Password Management: Secure Accounts
Password management secures accounts. Set policies. Enforce them.
Here's the thing: Passwords matter. But SSH keys are better. Use keys when possible.
Setting Passwords
Change Password
passwd # Change your password
sudo passwd username # Change another user's password
My take: passwd changes passwords. Use it.
Force Password Change
sudo passwd -e username # Expire password (force change)
My take: Force password change on first login. Good practice.
Password Policies
Set Expiration
# 90 days
sudo chage -M 90 username
# Never expire
sudo chage -M -1 username
My take: Expire passwords regularly. 90 days is common.
Set Minimum Age
sudo chage -m 7 username # 7 days minimum
My take: Prevent frequent changes. Set minimum age.
Set Warning
sudo chage -W 7 username # Warn 7 days before expiry
My take: Warn users before expiry. Give them time.
View Password Info
chage -l username
My take: chage -l shows password info. Use it.
Password Quality
Install Password Quality Module
# Debian/Ubuntu
sudo apt install libpam-pwquality
# Configure
sudo vim /etc/pam.d/common-password
My take: Password quality modules enforce strong passwords. Use them.
Password Requirements
# In /etc/pam.d/common-password
password requisite pam_pwquality.so minlen=8 difok=3
My take: Require strong passwords. 8+ characters. Mix of types.
SSH Keys (Better Than Passwords)
Use SSH Keys
# Generate key
ssh-keygen -t ed25519
# Copy to server
ssh-copy-id user@server
My take: SSH keys are more secure than passwords. Use them.

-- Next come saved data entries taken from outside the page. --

PR #491, opened 2015-11-13
Some changes to support OpenBSD:

buzzdeee:
* a couple of OpenBSD specific additions to params.pp, i.e. user,
   download tool, paths, service provider, etc.
 * add a $service_flags parameter to instance.pp, since the OpenBSD
   service type supports flags, and those should be settable.
 * add a $service_flags parameter to service.pp, that gets passed
   in from instance.pp, and handed over to openbsd.pp service.
 * add an easy openbsd service provider, that only knows about
   status, ensure, pid_dir, service_flags and init_template
   parameters. There is no "standard" defaults file on OpenBSD.
 * because the defaults_location on OpenBSD is not set, guard
   the augeas call in config.pp to manage the defaults file.
 * added a template for the openbsd service, based on the
   rc script, that comes with the package.

tested with elasticsearch-1.7.2, configured and fired up an instance as well as plugin installation works.

Let me know if there is something that needs change/enhancement to get merged.

thanks,
Sebastian

### DIFF
--- a/lib/puppet/provider/elasticsearch_plugin/plugin.rb
+++ b/lib/puppet/provider/elasticsearch_plugin/plugin.rb
@@ -4,8 +4,15 @@ Puppet::Type.type(:elasticsearch_plugin).provide(:plugin) do
   desc "A provider for the resource type `elasticsearch_plugin`,
         which handles plugin installation"
 
-  commands :plugin => '/usr/share/elasticsearch/bin/plugin'
-  commands :es => '/usr/share/elasticsearch/bin/elasticsearch'
+  os = Facter['osfamily'].value
+  if os == 'OpenBSD'
+    commands :plugin => '/usr/local/elasticsearch/bin/plugin'
+    commands :es => '/usr/local/elasticsearch/bin/elasticsearch'
+    commands :javapathhelper => '/usr/local/bin/javaPathHelper'
+  else
+    commands :plugin => '/usr/share/elasticsearch/bin/plugin'
+    commands :es => '/usr/share/elasticsearch/bin/elasticsearch'
+  end
 
   def exists?
     es_version
@@ -100,11 +107,23 @@ Puppet::Type.type(:elasticsearch_plugin).provide(:plugin) do
 
   def es_version
     return @es_version if @es_version
+    es_save = ENV['ES_INCLUDE']
+    java_save = ENV['JAVA_HOME']
+
+    os = Facter['osfamily'].value
+    if os == 'OpenBSD'
+      ENV['JAVA_HOME'] = javapathhelper('-h', 'elasticsearch').chomp
+      ENV['ES_INCLUDE'] = '/etc/elasticsearch/elasticsearch.in.sh'
+    end
     begin
       version = es('-version')
     rescue
+      ENV['ES_INCLUDE'] = es_save if es_save
+      ENV['JAVA_HOME'] = java_save if java_save
       raise "Unknown ES version. Got #{version.inspect}"
     ensure
+      ENV['ES_INCLUDE'] = es_save if es_save
+      ENV['JAVA_HOME'] = java_save if java_save
       @es_version = version.scan(/\d+\.\d+\.\d+(?:\-\S+)?/).first
       debug "Found ES version #{@es_version}"
     end
--- a/manifests/instance.pp
+++ b/manifests/instance.pp
@@ -64,6 +64,9 @@
 # [*init_defaults_file*]
 #   Defaults file as puppet resource
 #
+# [*service_flags*]
+#   Service flags used for the OpenBSD service configuration, defaults to undef.
+#
 # === Authors
 #
 # * Richard Pijnenburg <mailto:richard.pijnenburg@elasticsearch.com>
@@ -78,6 +81,7 @@ define elasticsearch::instance(
   $logging_config     = undef,
   $logging_template   = undef,
   $logging_level      = $elasticsearch::default_logging_level,
+  $service_flags      = undef,
   $init_defaults      = undef,
   $init_defaults_file = undef,
   $init_template      = $elasticsearch::init_template
@@ -307,6 +311,7 @@ define elasticsearch::instance(
   elasticsearch::service { $name:
     ensure             => $ensure,
     status             => $status,
+    service_flags      => $service_flags,
     init_defaults      => $init_defaults_new,
     init_defaults_file => $init_defaults_file,
     init_template      => $init_template,
--- a/manifests/package.pp
+++ b/manifests/package.pp
@@ -38,21 +38,21 @@ class elasticsearch::package {
   if $elasticsearch::ensure == 'present' {
 
     # Create directory to place the package file
+    $package_dir = $elasticsearch::package_dir
     exec { 'create_package_dir_elasticsearch':
       cwd     => '/',
       path    => ['/usr/bin', '/bin'],
-      command => "mkdir -p ${elasticsearch::package_dir}",
-      creates => $elasticsearch::package_dir,
+      command => "mkdir -p ${package_dir}",
+      creates => $package_dir,
     }
 
-    file { $elasticsearch::package_dir:
+    file { $package_dir:
       ensure  => 'directory',
       purge   => $elasticsearch::purge_package_dir,
       force   => $elasticsearch::purge_package_dir,
       backup  => false,
       require => Exec['create_package_dir_elasticsearch'],
     }
-
 
     # Check if we want to install a specific version or not
     if $elasticsearch::version == false {
@@ -77,7 +77,6 @@ class elasticsearch::package {
         default:   { fail("software provider \"${elasticsearch::package_provider}\".") }
       }
 
-      $package_dir = $elasticsearch::package_dir
 
       $filenameArray = split($elasticsearch::package_url, '/')
       $basefilename = $filenameArray[-1]
--- a/manifests/plugin.pp
+++ b/manifests/plugin.pp
@@ -131,6 +131,7 @@ define elasticsearch::plugin(
         source     => $file_source,
         url        => $url,
         proxy_args => $proxy,
+        plugin_dir => $::elasticsearch::plugindir,
         notify     => $notify_service,
       }
 
--- a/templates/etc/init.d/elasticsearch.OpenBSD.erb
+++ b/templates/etc/init.d/elasticsearch.OpenBSD.erb
@@ -1,0 +1,27 @@
+#!/bin/sh
+#
+# This file is managed via PUPPET
+
+daemon="/usr/local/elasticsearch/bin/elasticsearch"
+daemon_flags="-d -Des.default.path.conf=/etc/elasticsearch/<%= @name %> -p <%= @pid_dir %>/elasticsearch-<%= @name %>.pid"
+daemon_user="_elasticsearch"
+
+. /etc/rc.d/rc.subr
+
+pexp="$(/usr/local/bin/javaPathHelper -c elasticsearch) .*org.elasticsearch.bootstrap.Elasticsearch.*"
+
+rc_reload=NO
+
+rc_start() {
+	${rcexec} \
+		"ES_INCLUDE=\"/etc/elasticsearch/elasticsearch.in.sh\" \
+		"CONF_DIR=\"/etc/elasticsearch\"" \
+		JAVA_HOME=\"$(/usr/local/bin/javaPathHelper -h elasticsearch)\" \
+		${daemon} ${daemon_flags}"
+}
+
+rc_pre() {
+	install -d -o _elasticsearch /var/run/elasticsearch/
+}
+
+rc_cmd $1
--- a/README.md
+++ b/README.md
@@ -127,7 +127,6 @@ elasticsearch::plugin{ 'jetty':
 }
 ```
 
-
 ####Using a proxy
 You can also use a proxy if required by setting the `proxy_host` and `proxy_port` options:
 ```puppet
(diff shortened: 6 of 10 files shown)


electrical:
Hi,

Thank you very much for adding the support! I'll have a good look at this very soon :-)

manifests/instance.pp
```diff
@@ -306,6 +310,7 @@
   elasticsearch::service { $name:
     ensure             => $ensure,
     status             => $status,
+    service_flags      => $init_flags,
```
electrical: You have `service_flags` earlier but here its called `init_flags` ?

templates/etc/init.d/elasticsearch.OpenBSD.erb
```diff
@@ -0,0 +1,26 @@
+#!/bin/sh
+#
+# $OpenBSD: elasticsearch.rc,v 1.2 2015/07/15 23:34:49 ajacoutot Exp $
+
+daemon="/usr/local/elasticsearch/bin/elasticsearch"
+daemon_flags="-d -Des.config=/etc/elasticsearch/<%= @name %>/elasticsearch.yml -p <%= @pid_dir %>/elasticsearch-<%= @name %>.pid"
```
electrical: I think i'm missing a few options here.
from the redhat init script:

```
-Des.default.path.home=$ES_HOME 
-Des.default.path.logs=$LOG_DIR 
-Des.default.path.data=$DATA_DIR 
-Des.default.path.work=$WORK_DIR 
-Des.default.path.conf=$CONF_DIR
```

Could you perhaps include the same options?

electrical:
Left a few comments.
Could you also test it with ES 2.0 ?

Thanks!

manifests/instance.pp
buzzdeee: indeed, I initially had this as $init_flags, because of all the other init_* variables, but then, since the others don't really make sense that much, I changed it to service_flags, and seem to have this one forgotten, fixed now.

templates/etc/init.d/elasticsearch.OpenBSD.erb
buzzdeee: I only have the few parameters in the file for the daemon_flags, since this is what the "original" rc script from the package sets. Therefore that is all 
Further, there is no concept of /etc/{sysconfig|defaults}/progname or the like like on many (or most) Linux distributions. 
That's why I protected the augeas call in config.pp "${elasticsearch::params::defaults_location}/elasticsearch" to only get evaluated, when that defaults_location parameter is set, which it isn't for OpenBSD.
Also I ripped all the defaults_file related stuff out of service/openbsd.pp.
However, the $service_flags parameter of each instance, the user of the module can override the daemon_flags of each rc script.

i.e. 
service { 'elasticsearch_es01':
  flags => '-d -Des.config=/etc/elasticsearch/es01/elasticsearch.yml -p /var/run/elasticsearch/elasticsearch-es01.pid-Des.default.path.home=/tmp/blubb -Des.default.path.logs=/var/log/mylogs/'
}

that would allow the user to specify whatever they like it to be.
OpenBSD users are usually used to those service flags.

Alternatively, as I did, I configured it for the instances in Hiera yaml:
elasticsearch::instances:
  'es01':
    datadir: '/var/elasticsearch/es-data-es01/'
    logging_level: 'DEBUG'
    config:
      path:
        conf: '/etc/elasticsearch/es01/'
        logs: '/var/log/elasticsearch/'

Both ways should work fine.

buzzdeee:
OpenBSD only currently comes with 1.7.X release of elasticsearch. I'm aware for logstash, a 2.X is in the queue to get added, but I don't know for ES, maybe also soon in the future.
Since I run OpenBSD -current mostly everywhere, whenever ES gets updated to 2.X and I run into trouble with the module, I'll likely open a new PR with patch ;)

cheers,

electrical:
Cool. Thank you for the clarification.
I assume that we don't need to setup any special repositories then ?
I'll kick off jenkins for the current things.
I don't have an openbsd vagrant box to run the tests against but will be doing that at some point so I can be sure not to break things later :)

electrical:
jenkins, test it

buzzdeee:
No extra repo required, it's maintained in the ports tree, and packages available on  all the OpenBSD mirrors.

Note: I use this @home, or just start looking into it, learning. I'm OpenBSD only, and run (more or less current) OpenBSD -current here. Similar aproach to the OpenBSD -current, I run with Puppet modules. I've r10k setup, to fetch all modules I use from its git repo master branch. I don't use them from the forge. When things suddenly start to break for me (I had this in the past with a few modules already) be sure I'll at least complain, or even provide a PR ;)

thanks,
Sebastian

buzzdeee:
BTW, elasticsearch package for OpenBSD was just updated to 2.0 today ;). So will likely test with that new version in a few days.

buzzdeee:
meanwhile tested with ES 2.0.0, and even ES 2.1.0. Basic installation, configuration and service management works as advertized. 
However, plugin management doesn't work with those 2.X version anymore, but I think that is not unique to OpenBSD ;)

electrical:
jenkins, test it

electrical:
@buzzdeee plugin install for 2.x is indeed broken, but working on a PR to fix that.

electrical:
@buzzdeee sorry i haven't looked at this PR anymore. been busy fixing the plugin installation for 2.x which is finally in.
I'll be looking at this PR very soon.

buzzdeee:
@electrical thanks for getting back. I just rebased, and tried again to manage plugins but got odd failures about missing dependencies. I'll look into it in the next few days, when I figure how to fix that, and make the plugins management work, I'll get back here.

electrical:
@buzzdeee sounds good. Feel free to ping me at anytime if you need any help.

buzzdeee:
so, got plugin installation to work on OpenBSD.
Mainly see my commit message, what I did to it. I kept it as a separate commit to ease working on it based on feedback.

I just saw, and maybe that may be preferred:
  * instead of that ugly additional parameter, I could define the plugin_dir like  ${elasticsearch::params::homedir}/plugins, as it is done in scripts.pp for the
scripts directory, Alternatively I could directly use the ${elasticsearch::params::plugindir} 
and hand that over to the native plugin type from plugin.pp.

Then maybe even remove the defaultto of the plugin_dir parameter of the native plugin type?

That should then also give similar/same results on Linux as well as on OpenBSD.

I think proposed approach would make more sense, so let me know if you prefer that, and it should be easy to change for me.

lib/puppet/provider/elasticsearch_plugin/plugin.rb
```diff
@@ -90,7 +98,12 @@ def destroy
   def es_version
     return @es_version if @es_version
     begin
-      version = es('-v') # ES 1.x
+      os = Facter['osfamily'].value
+      if os == 'OpenBSD'
+        version = pkg_info('elasticsearch').lines.first
```
electrical: Don't think this special case is required since getting the version via the elasticsearch binary should work on any platform right?

manifests/plugin.pp
```diff
@@ -75,6 +81,7 @@
     $source      = undef,
     $proxy_host  = undef,
     $proxy_port  = undef,
+    $plugin_dir  = undef,
```
electrical: We can pass the plugin_dir from the params class here so we get the right one depending the distro. This way the user doesn't have to specify it them selves.
Also the plugin dir is set via the main class and passed on internally setting different variables ( including config file )

lib/puppet/provider/elasticsearch_plugin/plugin.rb
buzzdeee: running the plain binary I get:
# /usr/local/elasticsearch/bin/elasticsearch --version
You must set the ES_CLASSPATH var

So I would have to run it like this:
ES_INCLUDE="/etc/elasticsearch/elasticsearch.in.sh" /usr/local/elasticsearch/bin/elasticsearch --version

to get the version output,
so I would have to special case it in any way. 
If you prefer, I can look into setting the environment variable, before attempting to run the command, instead of using pkg_info. Shouldn't be too complicated.

electrical: That's weird it doesn't happen on the debian/ubuntu/centos based machines.
elasticsearch binary should be handling the elasticsearch.in.sh automatically.

electrical: Ah. we don't look in /usr/local/elasticsearch/bin by default at https://github.com/elastic/elasticsearch/blob/master/distribution/src/main/resources/bin/elasticsearch#L79-L95

Would be nice to have that fixed in the actual binary as well.
For the time being you can indeed set the ENV variable before running the command.
At least that way the local stays the same.

manifests/package.pp
```diff
@@ -38,19 +38,22 @@
   if $elasticsearch::ensure == 'present' {
 
     # Create directory to place the package file
-    exec { 'create_package_dir_elasticsearch':
-      cwd     => '/',
-      path    => ['/usr/bin', '/bin'],
-      command => "mkdir -p ${elasticsearch::package_dir}",
-      creates => $elasticsearch::package_dir,
-    }
+    $package_dir = $elasticsearch::package_dir
```
electrical: the package dir is used for puppet:// based plugins so its fairly mandatory to be created, otherwise it will fail.
See https://github.com/elastic/puppet-elasticsearch/blob/master/manifests/plugin.pp#L115

electrical:
Left 1 comment, looks good further!

manifests/package.pp
buzzdeee: see below, its not entirely removed, its only guarded by a if $package_dir.
For OpenBSD, I've set it to undef, see in the params.pp.
Since I used the packages that come with the distribution, I don't have a need for the package_dir variable to be set. However, people should still be able to override it as parameter if really needed.

electrical: In this case the package_dir var is used by the plugin define as well to have a temp location to place the plugin when it comes from a puppet:// resource for offline installations, so i think it needs to be re-implemented for OpenBSD as well.

buzzdeee: ah, that I haven't seen, will look into it, and find a suitable default value.

buzzdeee:
I think I addressed all your points, also got the plugin installation working. Had to export two environment variables, and resetting them afterward, to not pollute the rest of the puppet run with it.
Let me know if there is anything else.

electrical:
@buzzdeee thank you! I'll try to review this today or tomorrow and let jenkins do its magic in the meantime to ensure it doesn't break existing stuff.

electrical:
jenkins, test it

electrical:
Code looks good! Waiting for Jenkins to report back and then i can merge it.
I'll have to look for a vagrant box of OpenBSD to so i can run tests on it to ensure i don't break it in the future.

manifests/plugin.pp
```diff
@@ -77,7 +77,7 @@
     $proxy_port  = undef,
 ) {
 
-  include elasticsearch
+  require elasticsearch
```
electrical: This seems to have caused a dependency cycle.

```
 Error: Could not apply complete catalog: Found 1 dependency cycle:
  (Augeas[defaults_es-01] => Elasticsearch::Service::Init[es-01] => Elasticsearch::Service[es-01] => Elasticsearch::Instance[es-01] => Class[Elasticsearch] => Elasticsearch::Plugin[mobz/elasticsearch-head/1.0.0] => Elasticsearch_plugin[mobz/elasticsearch-head/1.0.0] => Elasticsearch::Plugin[mobz/elasticsearch-head/1.0.0] => Class[Elasticsearch])
```

Don't think we need the require for accessing the variable ( plugindir ) since it always worked with the restart_on_change one.

Also in https://github.com/elastic/puppet-elasticsearch/blob/master/manifests/init.pp#L411 there is already an explicit dependency for it.

buzzdeee: Thanks Mr. Jenkins for spotting that ;)

I tested it for me, and did not ran into recursion issues, therefore kept it.
but I also don't have to deal with that augeas thingie bingie for that defaults file on OpenBSD.

reverted it back to 'include', since the include also seems to be fine for me.

electrical:
jenkins, test it

manifests/plugin.pp
electrical: This hasn't changed yet by the looks of it and is still causing the test failure.

buzzdeee: crap, I changed it, but then squashed/reordered commits and it reappeard without /me noticing.
Now it's back as it should be.

electrical: hehe no worries. can happen.
Will let Jenkins do its thing again. thanks!

electrical:
jenkins, test it

electrical:
Hmm, don't know why jenkins didn't trigger. stupid thing. lets try it again

electrical:
jenkins, test it

electrical:
jenkins, test this

electrical:
jenkins, test it

electrical:
everything looks good, just want to let CI run it a bit more. found some weird testing things.

buzzdeee:
for your convenience, rebased

electrical:
Thank you for the rebase. Made some changes to make testing more stable.
Will let Jenkins do some more work and merge it tomorrow.

electrical:
jenkins, test it

electrical:
jenkins, test it

electrical:
@buzzdeee I'm afraid a rebase is needed. sorry.

buzzdeee:
no worries, rebased yesterday evening, still seems to be fine for me (:

electrical:
jenkins, test it

electrical:
Sorry, this occidentally dropped of my radar last week. Hoping jenkins will do its thing this time and i'll merge it and release next week.

electrical:
jenkins, test it

buzzdeee:
no worries (:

Disable Password Authentication
# In /etc/ssh/sshd_config
PasswordAuthentication no
# Restart SSH
sudo systemctl restart sshd
My take: Once keys work, disable passwords. More secure.
Common Patterns
Set Password Policy
sudo chage -M 90 -m 7 -W 7 username
Force Password Change
sudo passwd -e username
Common Mistakes (I've Made These)
-
Weak passwords: Enforce strong passwords. Use password quality module.
-
Never expiring: Passwords should expire. Set expiration.
-
Using passwords instead of keys: SSH keys are better. Use them.
-
Not enforcing policies: Set policies. Enforce them.
-
Sharing passwords: Don't share passwords. Use sudo. Use keys.
Real-World Examples
Setup Password Policy
# Set expiration
sudo chage -M 90 username
# Set minimum age
sudo chage -m 7 username
# Set warning
sudo chage -W 7 username
Force Password Change
sudo passwd -e username
# User must change on next login
What's Next?
Now that you understand password management, let's talk about Access Control for fine-grained permissions.
Personal note: I used to use weak passwords. Then I learned password policies. Now I enforce them. But SSH keys are better. Use keys when possible.